Wednesday, 13 December 2023

Perfect Friday - 1970 film review


Perfect Friday is a fairly obscure film released in 1970 and directed by Peter Hall, better known for his work in the theatre. The cast is impressive and is led by Ursula Andress, Stanley Baker, and David Warner, with T.P. Mckenna, Garfield Morgan, and Julian Orchard also in attendance. The writers, less renowned, were Anthony Greville-Bell and Scott Forbes, and they came up with a screenplay that is uneven to say the least. But the result is very watchable.  

This is a bank heist film which teeters between comedy and drama, with some tense moments as well as one or two unexpected developments. Baker is an assistant manager at a bank, highly respectable but bored. We learn nothing much about his background and life, but when he meets Andress, his fate is sealed. He falls for her and they have an affair. He also wants to conspire with her to rob a bank. She is, however, married, to Warner, and they rope the husband into their little plot. But it's a scenario ripe for betrayal and I could see the final, by no means original, twist coming a mile off.
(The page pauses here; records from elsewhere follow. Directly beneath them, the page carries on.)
PR #1404, opened 2026-06-04
Newlib 4.6.0 Patch: Weak ASM memory symbols.

gyrovorbis:
This patch is the result of my evil experimentation with testing my shz_memcpy() routines as the toolchain's default implementation.

So how can I achieve such a thing while still being able to iterate on my implementation? How can I use it for system memcpy() but not have to commit to a particular implementation and keep control over my own implementation, as I iterate on it?

...this PR was my idea. All of the standard C memory routines from Newlib that are implemented in out-of-line ASM: memcpy(), memmove(), memset(), strlen(), etc, are all declared via the same macro. This PR modifies that macro so that all of these routines which get declared with it are now declared WEAK symbols.

So now, simply add a memcpy, memset, memmove, or whatever function into your project and forward it on to shz_memcpy() or libfastmem or whatever you want to back it with!

### DIFF
--- a/utils/kos-chain/patches/targets/newlib-4.6.0.20260123-kos.diff
+++ b/utils/kos-chain/patches/targets/newlib-4.6.0.20260123-kos.diff
@@ -287,3 +287,15 @@ diff --color -ruN newlib-4.6.0.20260123/newlib/libc/stdlib/assert.c newlib-4.6.0
 +// This is put in here to cause link errors if a proper newlib isn't present.
 +int __newlib_kos_patch = 1;
 +
+diff --color -ruN newlib-4.6.0.20260123/newlib/libc/machine/sh/asm.h newlib-4.6.0.20260123-kos/newlib/libc/machine/sh/asm.h
+--- newlib-4.6.0.20260123/newlib/libc/machine/sh/asm.h	2026-01-23 16:12:49.000000000 -0600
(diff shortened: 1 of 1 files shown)


QuzarDC:
From what I can tell for SH the full list of functions is: strlen, strcmp, strcpy, strncpy, setjmp, longjmp, memcpy, and memset. memmove is in asm for some platforms but not SH.

Otherwise looks fine, though think you could add a comment in the patch to explain it? Just as simple as "Allow overriding memcpy, memset, etc" or such would be plenty. I know we can track back to this PR via history, but with the patches each newlib version gets a new file and it becomes trickier to go back through the history to find why things are being patched.

Also, you should really consider offering some improvements upstream. The full on sh4zam versions of these might be too specific (fpu and all) but the updates could probably percolate over to saturn folks at least. With this change things can go as fast as they can, but with some tinkering of the upstream you can raise the floor :)

pcercuei:
Is that really needed? ...

If you use `kos-cc`, then libkallisti.a and libc.a are linked last, which means that any symbols from any object file you link, including static libraries, take precedence over whatever is in KOS or the libc.

QuzarDC:
Additionally see https://github.com/pcercuei/bloom/commit/a2b5de395802b06957a75ee4c652195908fb4e39 as a working example of how to achieve the desired outcome via CMAKE.

Issue #1199, opened 2025-09-19
RFC: Migrate KallistiOS org `kos-ports` into `addons`


QuzarDC:
This would apply to [`libconio`](https://github.com/KallistiOS/libconio), [`libkosh`](https://github.com/KallistiOS/libkosh), [`libparallax`](https://github.com/KallistiOS/libparallax), [`libtsunami`](https://github.com/KallistiOS/libtsunami), and [`libkmg`](https://github.com/KallistiOS/libkmg).

Each of these are internal to and written by KallistiOS org members, have no external dependencies, and have fallen into some disrepair (in part) due to their relegation to `kos-ports` and the code to them not being made available by default when pulling kos.

I think doing this would help to clarify a division between `addons` and `kos-ports`:
`addons` are:
- Written/maintained by kos org members, hosted by kos org.
- Licensed under the KOS license.
- Have no external dependencies.
and either
- Provide and API layer of higher abstraction than we want in the kernel (the libs above, `libkosutils`, `libpthread`).
AND/OR
- Are optional modules that would benefit from being dynamically loadable rather than statically enabled/disabled via INIT flags (`libkosext2fs`, `libkosfat`, `libnavi`, `libppp`).

Comment encouraged on the above division. This seems to be a sensible outline for what should/could be an `addon`.

QuzarDC:
Opened #1405 to start this. I had made the mistake in the original description with libparallax as it relies on libpng and libjpg. I still think it would be beneficial to find a way to bring that in but it won't be as straightforward as the others.

PR #1405, opened 2026-06-04
libconio, libkosh, and libkmg migration to addons

QuzarDC:
Following the reasons from #1199 , migrating these ports from separate repos into addons.

Since libs and includes from addons take precedence over kos-ports, those can stay to ensure examples still build on versions prior while new work on the libs would be done in the mainline repo.

Aside from the raw moving of files from their independent repos the following changes were made:
- Replace deprecated keyboard functions in libconio (to avoid warnings)
- Fix warning in libkosh from constifying of readdir in #1294
- Clean up DECLS in kmg.h
- Add the `lib_` functions required by our library system for correct building of a libkmg klf
- Update addons make to use `kos-ar` rather than the env version (no functional change there)
- Update addons readme with these new libs as well as libpthread


QuzarDC:
Apologies for the noise, hadn't noticed the CI failing and not sure what was going on with my own environ that I simply wasn't getting the unused param warnings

Before we got to that point, however, there was some enjoyable entertainment. Baker's plan involves taking advantage of the absence from the office of the senior manager to con McKenna's character (Baker's immediate superior) into believing that Warner is actually an envoy from head office, sent over to inspect the money in the bank vault. This part of the story is ingenious and well presented.

The lack of depth in the characterisation, coupled with Warner's innate eccentricity, mean that it's hard to take the key players seriously, even though Baker - as usual - delivers a strong performance. The score is by John Dankworth, but although he was a notable film composer, I found his jaunty themes intrusive. I suspect Hall wasn't quite sure what sort of film he was going to make, while the writers also seem to have been uncertain in their approach. So Perfect Friday is not a complete success, but the ingredients are genuinely interesting.